• [What you need to do] Look for the word "change" in the material below. Copy each line that has it.

==================================================

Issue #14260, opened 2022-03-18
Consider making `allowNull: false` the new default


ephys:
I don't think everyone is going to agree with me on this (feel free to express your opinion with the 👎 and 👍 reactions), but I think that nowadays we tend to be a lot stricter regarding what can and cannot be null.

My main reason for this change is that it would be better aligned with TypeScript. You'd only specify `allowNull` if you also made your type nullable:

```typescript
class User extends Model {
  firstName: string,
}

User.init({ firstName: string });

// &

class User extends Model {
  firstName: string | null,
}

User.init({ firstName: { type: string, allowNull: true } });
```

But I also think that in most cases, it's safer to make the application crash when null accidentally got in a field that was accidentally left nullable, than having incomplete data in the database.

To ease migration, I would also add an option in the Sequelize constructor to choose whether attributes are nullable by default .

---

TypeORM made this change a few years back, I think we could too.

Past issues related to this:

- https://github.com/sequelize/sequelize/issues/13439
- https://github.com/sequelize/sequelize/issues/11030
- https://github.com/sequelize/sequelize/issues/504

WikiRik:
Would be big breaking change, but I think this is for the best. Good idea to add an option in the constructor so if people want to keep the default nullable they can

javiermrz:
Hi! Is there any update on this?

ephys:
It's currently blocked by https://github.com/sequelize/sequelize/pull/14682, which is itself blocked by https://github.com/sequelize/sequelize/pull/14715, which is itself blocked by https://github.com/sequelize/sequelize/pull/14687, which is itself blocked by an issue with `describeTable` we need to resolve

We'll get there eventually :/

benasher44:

==================================================

• [Response to the task]
My main reason for this change is that it would be better aligned with TypeScript. You'd only specify `allowNull` if you also made your type nullable:
TypeORM made this change a few years back, I think we could too.
Would be big breaking change, but I think this is for the best. Good idea to add an option in the constructor so if people want to keep the default nullable they can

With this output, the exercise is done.